Q16 Mr Donohoe: Does the Professor want to add something?

  Professor McKinnon: The issue here is whether we would be varying tolls just for trucks or for all categories of traffic. I think it would be quite wrong to impose congestion charging on trucks in isolation without doing it for all categories of vehicle. For one thing, road hauliers would feel that if they are paying premium tolls at peak times they might like something in return for that, namely freer flowing traffic, and that will never be achieved until the same charges are imposed on cars.

Q17 Mr Donohoe: How successful has the new M6 toll road been for your members, Mr King?

  Mr King: I do not think it has been successful or unsuccessful. The take-up by road hauliers on that particular road was negligible when the rate for one journey, for the 27 miles or so, was set at £11. Now it is reduced to round about £6, the take-up has been a little more significant. I do not think we can learn a lot from the M6 toll because, right from the early stage, no estimations were ever made about traffic flows, about the percentage of trucks which were travelling from the South East to the North West which were not in the position of dropping off goods in the middle of the West Midlands conurbation and then picking up more goods to go up on their journey north. There are very few through-traffic figures—I know because I asked the question in the late 1980s—which had never been kept or arrived at by the Department of Transport to identify the traffic flows around the West Midlands conurbation, because if there had been a significant case for it we would have seen the road being used far more than it is at the moment.
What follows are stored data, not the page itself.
PR #3975, opened 2021-10-30
Improve documentation of the list routine

dumarchie:
The documentation of the `list` subroutine is a good place to explain the
single argument rule yet again.

Most core types implementing a `list` method only accept an object instance
as the invocant. If the core type implements `list` as a multi method,
listing the type object is handled by

    multi method list(Any:U: --> List)

### DIFF
--- a/doc/Type/List.pod6
+++ b/doc/Type/List.pod6
@@ -207,7 +207,7 @@ list contextualizer|/type/Any#index-entry-@_list_contextualizer>:
     put list($tuple<>).raku;    # OUTPUT: «(1, 2)␤»
     put list(@$tuple).raku;     # OUTPUT: «(1, 2)␤»
 
-Note that listing the elements of a type object may not do what you expect:
+Note that converting a type object to a list may not do what you expect:
 
     put List.list.raku;         # OUTPUT: «(List,)␤»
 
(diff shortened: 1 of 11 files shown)


doc/Type/List.pod6
```diff
@@ -175,6 +175,69 @@ If C<$topic> is I<not> an L<Iterable|/type/Iterable>, returns the invocant if
...
+    put list(1, 2).raku;        # OUTPUT: «(1, 2)␤»
+
+There are other ways to list the elements of an itemized single argument. For
+example, you can L«decontainerize|/routine/<>» the argument or use the L<C<@>
+list contextualizer|/type/Any#index-entry-@_list_contextualizer>:
+
+    put list($tuple<>).raku;    # OUTPUT: «(1, 2)␤»
+    put list(@$tuple).raku;     # OUTPUT: «(1, 2)␤»
+
+Note that listing the elements of a type object may not do what you expect:
```
JJ, line 210: Maybe just use "casting to a list" here?

doc/Type/List.pod6
```diff
@@ -175,6 +175,69 @@ If C<$topic> is I<not> an L<Iterable|/type/Iterable>, returns the invocant if
...
+is provided by L<C<Any>|/routine/list#(Any)_method_list>. That candidate returns
+a list with one element: the type object self. If you're developing a collection
+type whose type object should be a valid representation of an empty collection,
+you may want to provide your own candidate for undefined invocants or override
+the C<Any:> candidates with an "only" method. For example:
+
+    my class LinkedList {
+        has $.value;            # the value stored in this node
+        has LinkedList $.next;  # undefined if there is no next node
+
```
JJ, line 224: not totally sure about this... If you have blank lines in the middle of a code block, it will create a new one. Pod does not understand indentation. To be on the safe side, just enclose it in a code block.

JJ (approved):
Great addition to the documentation. You might want to address the nits.

doc/Type/List.pod6
dumarchie: Good point. I'll change this.

doc/Type/List.pod6
dumarchie: In Raku we "coerce" rather than "cast", don't we? But coercion typically results in a specific type, so how about "converting a type object to a list"?

JJ: Whatever that's not "listing" is probably OK. Your call.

Q18 Mr Donohoe: Notwithstanding that, have you had feed-back from your members? Have you done surveys of your members to establish whether or not they think it advantageous to have the road, whether they still use the original M6, whether that has improved? Have you had any feed-back?
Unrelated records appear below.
PR #3980, opened 2021-11-13
Talk about collections rather than containers

dumarchie:
In Raku parlance, a container generally refers to a scalar container. 
Arrays and hashes are mutable _collections_ that store values in scalar 
containers. To avoid confusion it's better to refer to these composite
types as  collections.

### DIFF
--- a/doc/Type/independent-routines.pod6
+++ b/doc/Type/independent-routines.pod6
@@ -1200,9 +1200,9 @@ Routines that manipulate arrays and other mutable collections.
 
 Defined as:
 
-    multi sub pop(@collection) is raw
+    multi sub pop(@a) is raw
 
-Calls method C<pop> on the C<Positional> collection. That method is supposed to
+Calls method C<pop> on the C<Positional> argument. That method is supposed to
 remove and return the last element, or return a L<C<Failure>|/type/Failure> if
 the collection is empty.
 
@@ -1213,9 +1213,9 @@ for an example.
 
 Defined as:
 
-    multi sub shift(@collection) is raw
+    multi sub shift(@a) is raw
 
-Calls method C<shift> on the C<Positional> collection. That method, on
+Calls method C<shift> on the C<Positional> argument. That method, on
 a mutable collection that actually implements it (such as an
 L<C<Array>|/routine/shift#(Array)_method_shift> or a
 L<C<Buf>|/routine/shift#(Buf)_method_shift>), is supposed to remove
@@ -1235,40 +1235,41 @@ say shift @a; # ERROR: «Cannot shift from an empty Array[Int]␤»
 
 Defined as:
 
-    multi sub push(\collection, **@values is raw)
-    multi sub push(\collection, \arg)
+    multi sub push(\a, **@b is raw)
+    multi sub push(\a, \b)
 
-Calls method C<push> on the collection, which is supposed to add the provided
-values to the end of the collection or parts thereof. See the documentation of
-the L<C<Hash> method|/routine/push#(Hash)_method_push> for an example where
+Calls method C<push> on the first argument, passing the remaining arguments.
+Method C<push> is supposed to add the provided values to the end of the
+collection or parts thereof. See the documentation of the
+L<C<Hash> method|/routine/push#(Hash)_method_push> for an example where
 indirection via this subroutine can be helpful.
 
-The C<push> method of the collection is supposed to flatten all arguments of
-type C<Slip>. Therefore, if you want to implement a conforming method for a new
-collection type, it should behave as if its signature was just:
+The C<push> method is supposed to flatten all arguments of type C<Slip>.
+Therefore, if you want to implement a conforming method for a new collection
+type, it should behave as if its signature was just:
 
-    multi method push(::?CLASS:D: **@values --> ::?CLASS:D)
+    multi method push(::?CLASS:D: **@values is raw --> ::?CLASS:D)
 
 Autovivification to an instance of the new type is L<provided by the default
 base class|/routine/append#(Any)_method_append> if the new type implements the
 C<Positional> role. If the new type is not C<Positional>, autovivification can
-be implemented by an additional multi method with a signature like
+be supported by an adding a multi method with a signature like
 
-    multi method push(::?CLASS:U: **@values --> ::?CLASS:D)
+    multi method push(::?CLASS:U: **@values is raw --> ::?CLASS:D)
 
 =head2 sub append
 
 Defined as:
 
-    multi sub append(\collection, **@values is raw)
-    multi sub append(\collection, \arg)
+    multi sub append(\a, **@b is raw)
+    multi sub append(\a, \b)
 
-Calls method C<append> on the collection, which is supposed to add the provided
-values to the end of the collection or parts thereof. Unlike method C<push>,
-method C<append> should follow the L<single argument
-rule|/language/functions#Slurpy_conventions>. So if you want to implement a
-conforming method C<append> for a new collection type, it should behave as if
-its signature was just:
+Calls method C<append> on the first argument, passing the remaining arguments.
+Method C<append> is supposed to add the provided values to the end of the
+collection or parts thereof. Unlike method C<push>, method C<append> should
+follow the L<single argument rule|/language/functions#Slurpy_conventions>. So
+if you want to implement a conforming method C<append> for a new collection
+type, it should behave as if its signature was just:
 
     multi method append(::?CLASS:D: +values --> ::?CLASS:D)
 
--- a/doc/Type/independent-routines.pod6
+++ b/doc/Type/independent-routines.pod6
@@ -1194,17 +1194,17 @@ hashes, whose use is advised.
 
 =head1 Array manipulation
 
-Routines that manipulate arrays and other containers.
+Routines that manipulate arrays and other mutable collections.
 
 =head2 sub pop
 
 Defined as:
 
-    multi sub pop(@container) is raw
+    multi sub pop(@collection) is raw
 
-Calls method C<pop> on the C<Positional> container. That method is supposed to
+Calls method C<pop> on the C<Positional> collection. That method is supposed to
 remove and return the last element, or return a L<C<Failure>|/type/Failure> if
-the container is empty.
+the collection is empty.
 
 See the documentation of the L<C<Array> method|/routine/pop#(Array)_method_pop>
 for an example.
@@ -1213,14 +1213,14 @@ for an example.
 
 Defined as:
 
-    multi sub shift(@container) is raw
+    multi sub shift(@collection) is raw
 
-Calls method C<shift> on the C<Positional> container. That method, on
-a mutable container that actually implements it (such as an
+Calls method C<shift> on the C<Positional> collection. That method, on
+a mutable collection that actually implements it (such as an
 L<C<Array>|/routine/shift#(Array)_method_shift> or a
 L<C<Buf>|/routine/shift#(Buf)_method_shift>), is supposed to remove
 and return the first element, or return a L<C<Failure>|/type/Failure> if the
-container is empty.
+collection is empty.
 
 Example:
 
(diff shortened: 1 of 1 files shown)


JJ:
> In Raku parlance, a container generally refers to a scalar container. Arrays and hashes are mutable _collections_ that store values in scalar containers. To avoid confusion it's better to refer to these composite types as collections.

Not really. A container in Raku is generally called "variable" somewhere else; it tries to distinguish the content, a value, from what contains it, which is also an object by and of itself. In general, I would appreciate a previous issue to arrive to a consensus on this kind of things. However, I'll take a look at the PR because it's probably more straightforward than that.

doc/Type/independent-routines.pod6
```diff
@@ -1194,17 +1194,17 @@ hashes, whose use is advised.
 
 =head1 Array manipulation
 
-Routines that manipulate arrays and other containers.
+Routines that manipulate arrays and other mutable collections.
```
JJ, line 1197: OK, I see what you mean now.

doc/Type/independent-routines.pod6
```diff
@@ -1194,17 +1194,17 @@ hashes, whose use is advised.
...
 
 =head2 sub pop
 
 Defined as:
 
-    multi sub pop(@container) is raw
+    multi sub pop(@collection) is raw
 
-Calls method C<pop> on the C<Positional> container. That method is supposed to
+Calls method C<pop> on the C<Positional> collection. That method is supposed to
```
JJ, line 1205: alt: positional "argument" or "collection passed as a positional argument"

doc/Type/independent-routines.pod6
```diff
@@ -1213,14 +1213,14 @@ for an example.
 
 Defined as:
 
-    multi sub shift(@container) is raw
+    multi sub shift(@collection) is raw
```
JJ, line 1216: This is simply defined as 

https://github.com/rakudo/rakudo/blob/db074a8bc49a0dbcdfc4ecd392c7eaadb0c078ed/src/core.c/array_operators.pm6#L26

As long as we're changing it, the best is to just use the original, as is the default policy.

doc/Type/independent-routines.pod6
```diff
@@ -1235,17 +1235,17 @@ say shift @a; # ERROR: «Cannot shift from an empty Array[Int]␤»
 
 Defined as:
 
-    multi sub push(\container, **@values is raw)
-    multi sub push(\container, \arg)
+    multi sub push(\collection, **@values is raw)
```
JJ, line 1238: Ditto here. It uses \a as an argument.

JJ (approved):
Great clarificaton. You might want to address the nits before merging, anyhow.

doc/Type/independent-routines.pod6
dumarchie: In your review of PR #3973 you still agreed that it was better to use more meaningful parameter names.

I don't mind changing the parameter name if you now think that `@a` is better after all, because the `@` sigil probably adds enough meaning. But as an aside, I think that Rakudo should not restrict the argument to `Positional` as non-`Positional` collection types may implement a `shift` method too. And I don't think that `\a` would be meaningful enough. 

So should I change the parameter to `@a` or not?

doc/Type/independent-routines.pod6
dumarchie: Ditto here. An example of a non-`Positional` collection type implementing `.pop` would be a heap.

dumarchie: In this case using `\a` would really make the signature less meaningful.

doc/Type/independent-routines.pod6
dumarchie: Hmm, this is a bit tricky. We have a positional argument that should do the `Positional` role.  How about "the `@collection` passed as a positional argument"?

This b.t.w. illustrates why I prefer parameter name `@collection` instead of `@a`, because I don't think there's as much meaning in the phrase "the `@a` passed as a positional argument".

doc/Type/independent-routines.pod6
JJ: The problem, again, is unambiguously making something that is really better. "Collection" is implicit in the sigil, for instance. And that's also correct, it's not positional, it's "thing-with-shift". I seem to remember I opened an issue somewhere about that, to create more atomic roles. Anyway, to the point, it's really up to you. I really appreciate the effort for improving the documentation you've put in.

doc/Type/independent-routines.pod6
JJ: Well, it's what it is. If we want to get really picky about it, it's `\object_can_push`. Which is why in the absence of a consensus, it's really the best to stick to the source. But, again, your call. We at least agree that the original `\container` was not a good idea.

doc/Type/independent-routines.pod6
JJ: as a `Positional` argument. It's a `Positional` argument that's also a positional argument. There's a tongue-twister for you :smile_cat:

raiph:
Fwiw I'd love to see introduction of the word "collections" as a generic term covering lists and hashes. I've seen it used to mean this in a lot of other PLs.

> A container in Raku is generally called "variable" somewhere else; it tries to distinguish the content, a value, from what contains it, which is also an object by and of itself.

That may be where we've ended up, and I may have contributed to that, but I think it's unfortunate and that it's wise to move toward using the word container strictly to mean `Scalar` (and perhaps `Proxy` too).

> In general, I would appreciate a previous issue to arrive to a consensus on this kind of things.

I'm with you on the need for consensus but would say a PR like this one is a classic healthy way to get to that. By "like this" I mean one that's simple, small, done well, and with a humble attitude, all of which I think apply here.

> However, I'll take a look at the PR because it's probably more straightforward than that.

Indeed. Your follow ups are notably sweet, and I thank you for your continued careful stewardship of the doc.

I love this shift. :)

doc/Type/independent-routines.pod6
dumarchie: I like the idea of more atomic roles. Then, for example, we could document that the "Shiftable" role has a stub

    method shift(Shiftable:D:)

and change the subroutine form to something like

    multi sub shift(Shiftable:D \object)

which will probably give us a more awesome error message when attempting to `shift` something that is not shiftable.

Maybe we could even combine such roles into more complex ones, like:

    role Stacky does Pushable does Poppable {}
    role Queuey does Pushable does Shiftable {}

so we can have a

    class Array does Stacky does Queuey ...

showing what an `Array` can be used for.

JJ:
> Fwiw I'd love to see introduction of the word "collections" as a generic term covering lists and hashes. I've seen it used to mean this in a lot of other PLs.
> 

Well... on the pure terminological side, a collection might include anything that's not "atomic". Would Junctions be collections? Hashmaps? On the low-level side, however, it breaks down to "thing-with-a-push", "thint-with-a-shift" and so on an so forth. Is an `Iterable` a collection? Anyway, that's something that would be long to discuss. In this PR, it's quite clear what we mean by that.

> > A container in Raku is generally called "variable" somewhere else; it tries to distinguish the content, a value, from what contains it, which is also an object by and of itself.
> 
> That may be where we've ended up, and I may have contributed to that, but I think it's unfortunate and that it's wise to move toward using the word container strictly to mean `Scalar` (and perhaps `Proxy` too).
> 

Well, if I had to steer it towards something, I'd go for something "meta". A container is a meta-object, because it adds structure and metadata (roles, HOWs) to single values.

> > In general, I would appreciate a previous issue to arrive to a consensus on this kind of things.
> 
> I'm with you on the need for consensus but would say a PR like this one is a classic healthy way to get to that. By "like this" I mean one that's simple, small, done well, and with a humble attitude, all of which I think apply here.
> 

As I have commented, the PR is great work. The underlying issue, however, would probably need an, er, different issue. Think that what we're discussing here will be lost when merged.

> > However, I'll take a look at the PR because it's probably more straightforward than that.
> 
> Indeed. Your follow ups are notably sweet, and I thank you for your continued careful stewardship of the doc.
> 
> I love this shift. :)

:+1:

dumarchie:
> Fwiw I'd love to see introduction of the word "collections" as a generic term covering lists and hashes. I've seen it used to mean this in a lot of other PLs.

Then we should probably rename Rakudo's  **array_operators.pm6** to **collection_operators.pm6** (or **collection_operators.rakumod**). I can change the heading in the independent routines documentation from "Array manipulation" to "Collection operators" already, if we agree that is a better name.

JJ:
> > Fwiw I'd love to see introduction of the word "collections" as a generic term covering lists and hashes. I've seen it used to mean this in a lot of other PLs.
> 
> Then we should probably rename Rakudo's **array_operators.pm6** to **collection_operators.pm6** (or **collection_operators.rakumod**). I can change the heading in the independent routines documentation from "Array manipulation" to "Collection operators" already, if we agree that is a better name.

Er... No renaming, please. Again, implies loss of incoming links. Creating a new one that would point to all included concepts would be OK.

dumarchie:
> > > Fwiw I'd love to see introduction of the word "collections" as a generic term covering lists and hashes. I've seen it used to mean this in a lot of other PLs.
> > 
> > 
> > Then we should probably rename Rakudo's **array_operators.pm6** to **collection_operators.pm6** (or **collection_operators.rakumod**). I can change the heading in the independent routines documentation from "Array manipulation" to "Collection operators" already, if we agree that is a better name.
> 
> Er... No renaming, please. Again, implies loss of incoming links. Creating a new one that would point to all included concepts would be OK.

I searched for "Array_manipulation" in the whole project and found nothing, so I don't think there are any links inside the project. I created the heading not so long ago so I doubt there are incoming links from other resources.

JJ:
> > > > Fwiw I'd love to see introduction of the word "collections" as a generic term covering lists and hashes. I've seen it used to mean this in a lot of other PLs.
> > > 
> > > 
> > > Then we should probably rename Rakudo's **array_operators.pm6** to **collection_operators.pm6** (or **collection_operators.rakumod**). I can change the heading in the independent routines documentation from "Array manipulation" to "Collection operators" already, if we agree that is a better name.
> > 
> > 
> > Er... No renaming, please. Again, implies loss of incoming links. Creating a new one that would point to all included concepts would be OK.
> 
> I searched for "Array_manipulation" in the whole project and found nothing, so I don't think there are any links inside the project. I created the heading not so long ago so I doubt there are incoming links from other resources.

The principle is still the same. Pages disappear from search engines, lose their ranking. We aren't even fond of losing fragments in URLs. There's an alternative, which I'm not fond of, because it implies ops, that's returning a redirect. Also, let me remind you we're not agreed either in what's a collection, or if we should call it that way. Please open an issue and we'll discuss terminology, and what to do about it either.

dumarchie:
> > > > > Fwiw I'd love to see introduction of the word "collections" as a generic term covering lists and hashes. I've seen it used to mean this in a lot of other PLs.
> > > > 
> > > > 
> > > > Then we should probably rename Rakudo's **array_operators.pm6** to **collection_operators.pm6** (or **collection_operators.rakumod**). I can change the heading in the independent routines documentation from "Array manipulation" to "Collection operators" already, if we agree that is a better name.
> > > 
> > > 
> > > Er... No renaming, please. Again, implies loss of incoming links. Creating a new one that would point to all included concepts would be OK.
> > 
> > 
> > I searched for "Array_manipulation" in the whole project and found nothing, so I don't think there are any links inside the project. I created the heading not so long ago so I doubt there are incoming links from other resources.
> 
> The principle is still the same. Pages disappear from search engines, lose their ranking. We aren't even fond of losing fragments in URLs. There's an alternative, which I'm not fond of, because it implies ops, that's returning a redirect. Also, let me remind you we're not agreed either in what's a collection, or if we should call it that way. Please open an issue and we'll discuss terminology, and what to do about it either.

Okay, I'll keep that change out of this PR. Please let me know if you agree with the changes in my second commit.

JJ:
> Okay, I'll keep that change out of this PR. Please let me know if you agree with the changes in my second commit.

Like the proverbial credit card, it was already pre-approved. I really appreciate the effort you have put into accommodating my nits.

raiph:
@JJ

Yeah, I got carried away with excitement at @dumarchie having a go, and have already inappropriately over-simplified.

Some things I think we can agree on are the goodness of the desire to improve things, and of @dumarchie's intent and writing skills, and of the need for patient discussion and nuanced thinking about the conceptual, terminological, and practical complications (don't break links!) related to what are really a fundamentally thorny and intertwined mess of conundrums.

> Would Junctions be collections?

I'll mostly postpone my further commentary about the term "collections" for now. The issue is, as you've said, complicated.

> A container is a meta-object, because it adds structure and metadata (roles, HOWs) to single values.

I would be quite unhappy to see us use what is already a precisely defined and scary term ("meta-object") to mean anything other than what it currently does in Raku. It's just a scarier name for a `HOW` object, which is exactly the same as what the term "meta-object" means in PL theory, and as used in related terms like "meta-object protocol". I get that we aren't scared to buck norms and trends among PL languages, but I don't see good things coming of making "meta-object" more ambiguous and mind-bending in Raku than it already is in Raku and other PLs.

Perhaps consistently using the specific term "`Variable`-value" would work? `Variable` is the name of the Raku type that directly corresponds to a variable to which a value of the sort we're talking about can be bound. A `Variable`-value doesn't *have* to be so bound, but the name is suggestive of what one is dealing with. Anyhoo, just an idea.

> As I have commented, the PR is great work. The underlying issue, however, would probably need an, er, different issue. Think that what we're discussing here will be lost when merged.

Yeah. I've written this comment fully aware that it's plausible that, at most, only you and/or @dumarchie will read it.

Also, no need to reply. I'm really just thinking out loud...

  Mr King: The feed-back is that motorists are using the M6 toll, thus reducing the congestion on the existing West Midlands link, which road hauliers continue to use.

Q19 Mr Donohoe: That has been to your advantage?

  Mr King: That has been to our advantage.

  Mr Turner: From my members' point of view, they see this as a marvellous new road asset. No mistaking, the West Midlands was an absolute mess until this road was opened and now it is not and is much better. How long it took and whether or not it should have been constructed from private money from Australia is another question.